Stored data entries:

- - - - - - -

PR #299, opened 2023-06-16
Store the food builder db in the session as a WebData (no more Db.empty)

magopian:
More refactoring: 

- [x] save the food wellknown processes in the db as soon as it's loaded (same as what we did for the textile: #296)
- ~~[ ] split Textile.Db.(impacts|countries|transports) into Common.Db to be reused by Textile and Food databases~~ this is not possible because the countries are actually "Textile countries" with textile processes for electricity and stuff... so we would also need to load the textile processes, which makes less sense... or split the "textile part" of the countries data in another db... we'll see that in another PR ;)
- [x] load the food builder db in main so we don't have to deal with WebData in the food builder and explorer pages

### DIFF
--- a/src/Data/Food/Builder/Recipe.elm
+++ b/src/Data/Food/Builder/Recipe.elm
@@ -170,10 +170,9 @@ compute db =
                                         volume =
                                             getTransformedIngredientsVolume recipe
                                     in
-                                    Result.map (Retail.computeImpacts db volume distrib)
-                                        (Process.loadWellKnown db.processes)
+                                    Retail.computeImpacts db volume distrib db.wellKnown
                                 )
-                            |> Maybe.withDefault (Ok Impact.noImpacts)
+                            |> Maybe.withDefault Impact.noImpacts
 
                     distributionTransportNeedsCooling =
                         ingredients
@@ -192,9 +191,7 @@ compute db =
                                         )
                                     |> Maybe.withDefault (Transport.default Impact.noImpacts)
                         in
-                        db.processes
-                            |> Process.loadWellKnown
-                            |> Result.map (Transport.computeImpacts db.impacts mass transport)
+                        Transport.computeImpacts db.impacts mass transport db.wellKnown
 
                     recipeImpacts =
                         Impact.sumImpacts db.impacts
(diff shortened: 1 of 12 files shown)


src/Data/Food/Builder/Recipe.elm
```diff
@@ -192,9 +191,7 @@ compute db =
                                         )
                                     |> Maybe.withDefault (Transport.default Impact.noImpacts)
                         in
-                        db.processes
-                            |> Process.loadWellKnown
-                            |> Result.map (Transport.computeImpacts db.impacts mass transport)
+                        Transport.computeImpacts db.impacts mass transport db.wellKnown
```
n1k0, line 194: This function could just accept a `db` argument and extract `impacts` and `wellKnown` from it.

tests/Data/Food/PreparationTest.elm
```diff
@@ -23,8 +23,7 @@ suite =
                   , applyRawToCookedRatio = False
                   }
                     |> Preparation.apply builderDb (Mass.kilograms 1)
-                    |> Result.map (Impact.getImpact (Impact.trg "cch") >> Unit.impactToFloat)
-                    |> Result.withDefault 0
+                    |> (Impact.getImpact (Impact.trg "cch") >> Unit.impactToFloat)
                     |> Expect.within (Expect.Absolute 0.001) 0.08
```
n1k0, line 27: Nit: maybe just me but I'd find the traditional chaining more legible:

```elm
    |> Preparation.apply builderDb (Mass.kilograms 1)
    |> Impact.getImpact (Impact.trg "cch")
    |> Unit.impactToFloat
    |> Expect.within (Expect.Absolute 0.001) 0.08
```

n1k0 (approved):
Makes sense, great job 👍

src/Data/Food/Builder/Recipe.elm
magopian: Good point indeed, but for the signature i'll need to use extensible records notation `{ impacts : List Definition, wellKnown : Process.WellKnown }` as I can't import the Db in this file, or it'll create an import loop between `src/Data/Transport.elm` and `src/Data/Food/Db.elm`.

tests/Data/Food/PreparationTest.elm
magopian: Indeed, makes more sense, thanks for pointing it out!

PR #301, opened 2023-06-20
Fix hot module reloading by keeping the NavKey in the main model

magopian:
Parcel's hot module reloading needs the NavKey to always be in the same place. With the new way to load the session (sometimes a partial session, without the db, sometimes a full session with the db loaded), the nav key "changes" place.

The easy and naive fix is to duplicate the NavKey in the model.


n1k0 (approved):
Ship it 👍

PR #302, opened 2023-06-23
Substract inedible mass from ingredients', update impacts.

paulboosz:
[User Story](https://www.notion.so/ETAPES-Prendre-en-compte-la-part-non-comestible-des-ingr-dients-75a0d88be96241a6b70da7c64bdaf5b3)


src/Page/Food/Builder.elm
```diff
@@ -1046,28 +1044,38 @@ transportToTransformationView selectedImpact recipe results =
         ]
 
 
-transportToPackagingView : Recipe -> Html Msg
-transportToPackagingView recipe =
+transportToPackagingView : Recipe -> Recipe.Results -> Html Msg
+transportToPackagingView recipe results =
```
magopian, line 1048: I believe the `Recipe` is "kinda" also in the `Results`, right? Maybe we don't need to pass both the recipe and the results here? Not sure about the data architecture...

magopian (approved):
One very small nit, other than that, outstanding 💯

src/Page/Food/Builder.elm
n1k0: Hmm no, here with need `Recipe` to access the transform, `results.recipe` is just resulting impacts for just the recipe step, we don't know about the transform. So I'm gonna keep them both.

- - - - - - -

### Problem statement
The expected answer is a copy of each line above containing "Html".

### Exercise answer
-transportToPackagingView : Recipe -> Html Msg
+transportToPackagingView : Recipe -> Recipe.Results -> Html Msg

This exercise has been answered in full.